To measure is to know
The best way to get insight in what happens is to measure what happens to your cpu and io. Microsoft SQL server has some tools like the Profiler and Execution plans in Management Studio that will tell you the duration of your query, number of read/writes and cpu usage. Also the execution plan will tell you which or IF indexes are being used. To your surprise you might see a table scan although you didn't expect it.

Say I have a table with a large number of rows and one column which I want to index can have one of 20 values. If I were to put an index on the column would it be large?

The index size will be proportional to the number of your rows and the length of the indexed values.

The index keeps not only the indexed value, but also some kind of a pointer to the row (ROWID in Oracle, LCID in PostgreSQL, primary key in InnoDB etc).

If you have 10,000 rows and a 1 distinct value, you will still have 10,000 records in your index.

If so, why? If I were to partition the data into the data into 20 tables, one for each value of the column, the index size would be trivial but the indexing effect would be the same

In this case, you would come with 20 indexes being same in size in total as your original one.

This technique is sometimes used in fact in such called partitioned indexes. It has its advantages and drawbacks.

Standard b-tree indexes are best suited to fairly selective indexes, which this example would not be. You don't say what DBMS you are using; Oracle has another type of index called a bitmap index which is more suited to low-selectivity indexes in OLAP environments (since these indexes are expensive to maintain, making them unsuitable for OLTP environments).

The optimiser will decide bases on stats whether it thinks the index will help get the data in the fastest time; if it won't, the optmiser won't use it.

Partitioning is another strategy.

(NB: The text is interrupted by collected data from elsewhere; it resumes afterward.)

PR #5768, opened 2023-10-06
Symbols.cs Get function return value fix

saldabain:
Fixes a regression from #5664 that causes the wrong value to be returned in the Get function for Symbols.cs when a result does not currently exist for an address.


gdkchan (approved):
lgtm, nice catch!

TSRBerry (approved):
Thank you!

PR #5780, opened 2023-10-08
Avalonia: Show aspect ratio popup options in status bar

ahmadtantowi:
Added button to show aspect ratio popup options in status bar, so we can easily see and select available aspect ratios.
Aspect ratio ddl


marysaka (approved):
lgtm thanks :+1:

TSRBerry (approved):
Awesome, thank you!

PR #5785, opened 2023-10-09
Replace ReaderWriterLock with ReaderWriterLockSlim

sunshineinabox:
Replaces Use of ReaderWriterLock with ReaderWriterLockSlim, ReaderWriterLock is now deprecated in favor of ReaderWriterLockSlim. In cases of many readers and few writer it is preferred and in other cases a simple lock should be used. UpgradeableReadLock also is a thread blocking state so was replaced with simple switching between reading and writing. 

Supersedes #5493

### DIFF
--- a/src/Ryujinx.Graphics.Vulkan/BufferHolder.cs
+++ b/src/Ryujinx.Graphics.Vulkan/BufferHolder.cs
@@ -550,9 +550,11 @@ namespace Ryujinx.Graphics.Vulkan
         {
             bool wasInReadLock = _flushLock.IsReadLockHeld;
 
-            // Try to get into a write lock if not already.
+            // Try to get into a read lock if not already.
             if (!wasInReadLock)
+            {
                 _flushLock.EnterReadLock();
+            }
 
             try
             {
@@ -585,7 +587,9 @@ namespace Ryujinx.Graphics.Vulkan
                     {
                         _flushLock.ExitWriteLock();
                         if (wasInReadLock)
+                        {
                             _flushLock.EnterReadLock(); // Re-enter read lock if we were originally in it.
+                        }
                     }
                 }
             }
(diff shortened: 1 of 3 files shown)


gdkchan (approved):
lgtm, thanks!

marysaka (approved):

src/Ryujinx.Graphics.Vulkan/BufferHolder.cs
```diff
@@ -548,42 +548,66 @@ private void ClearFlushFence()
 
         private void WaitForFlushFence()
         {
-            // Assumes the _flushLock is held as reader, returns in same state.
+            bool wasInReadLock = _flushLock.IsReadLockHeld;
 
-            if (_flushFence != null)
+            // Try to get into a read lock if not already.
+            if (!wasInReadLock)
```
gdkchan, line 554: This function changed quite a bit. The old code assumed the read lock was being held when this function is called. Why the new one no longer makes that assumption (and acquires the read lock if its not already held)?

src/Ryujinx.Graphics.Vulkan/BufferHolder.cs
```diff
@@ -548,42 +548,66 @@ private void ClearFlushFence()
...
             {
-                // If storage has changed, make sure the fence has been reached so that the data is in place.
-
-                var cookie = _flushLock.UpgradeToWriterLock(Timeout.Infinite);
+                _flushLock.EnterReadLock();
+            }
 
+            try
+            {
                 if (_flushFence != null)
```
gdkchan, line 561: Could be better to change this to
```cs
if (_flushFence == null)
{
    return;
}
```
To avoid some nesting.

AcK77 (approved):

In Oracle you can define a table as partitioned on some set of columns, and for the optimiser can automatically perform "partition elimination" like you suggest.

Sorry, I'm not quite sure what you mean by "large".

• If your index is clustered, all the data for each record will be on the same leaf page, thereby creating the most efficient index available to your table as long as you write your queries against it properly.

• If your index is non-clustered, then only the index related data will be on your leaf pages. Then, depending on suchs things as how many other indexes you have, coupled with details like your fill factor, your index may or may not be efficient. In general, if you don't have a ton of indexes on your table, you should be safe.

• The efficiency of your index will also be determined by the data type of the 20 values you're speaking of going into the column. If those are pre-defined values, then their details should probably be in a lookup table with a simple primary key datatype (like Int/Number). Then add that column to your table as a foreign key with an index on the column.

Ultimately, you could have a perfect index on a column. But it's best use will be determined for the most part by the queries you write. So if your queries make use of the indexes, you're golden.

Indexes are purely for performance. If an index doesn't boost performance for the queries you're interested in, then it sucks.

As for disk usage, you have to weigh your concerns. Different SQL providers build indexes differently, but as a client, you generally trust that they do the best that can be done. In the case you're describing, a clustered index may be optimal for both size and performance.

It would be large enough to hold those values for all the rows, in a sorted order.

Say you have 20 different strings of 4 characters, and 1 million rows, it would at least be 4 million bytes (or 8 if 16-bit unicode) to hold those values.